Scertion of the brain and prediction

The reduction of sports -related crew's concealing rates requires a multifaceted approach, including political changes, strict enforcement of rules and increased education and awareness.

Protective equipment also plays a key role. Helmets in particular protect the head from injuries. A study showed that wearing a helmet in ice hockey can reduce the linear acceleration of the headyards, the rotation speed and the brain strain, which results from external effects. Continuous improvements in ice hockey helmet design can be further reduced.

In order to better understand and predict brain conceals, biomechanical researchers have developed injury metrics based on head kinematics and brain stem. Headkinematics-based injury metrics such as linear lace accelerations and top rotation acceleration are derived from the sensor-fitting movement.

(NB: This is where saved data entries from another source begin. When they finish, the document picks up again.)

PR #58, opened 2020-02-27
London-Class6/Karma/babak

babakjahangiri:


css/style.css
```diff
@@ -15,5 +15,249 @@ body {
...
+  align-content: space-between;
+  text-align: center;
+  flex-wrap: nowrap;
+  
+}
+
+.content {
+  padding: 0;
+  margin: 0 auto;
+  width: 25rem;
```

Another promising approach includes metrics on brain stems that use high -friendly computer models to estimate the deformation of the brain tissue. Since the brain tribe is closely associated with the risk of brain injury, these models are valuable for the prediction and analysis of cerebral conception mechanisms.

Ultimately, the fight against concealing brain in ice hockey requires continuous interdisciplinary research in order to better understand and tackle brain conceals in ice hockey. Protecting players from concussion is of the utmost importance to ensure that the game develops as safe as competitive.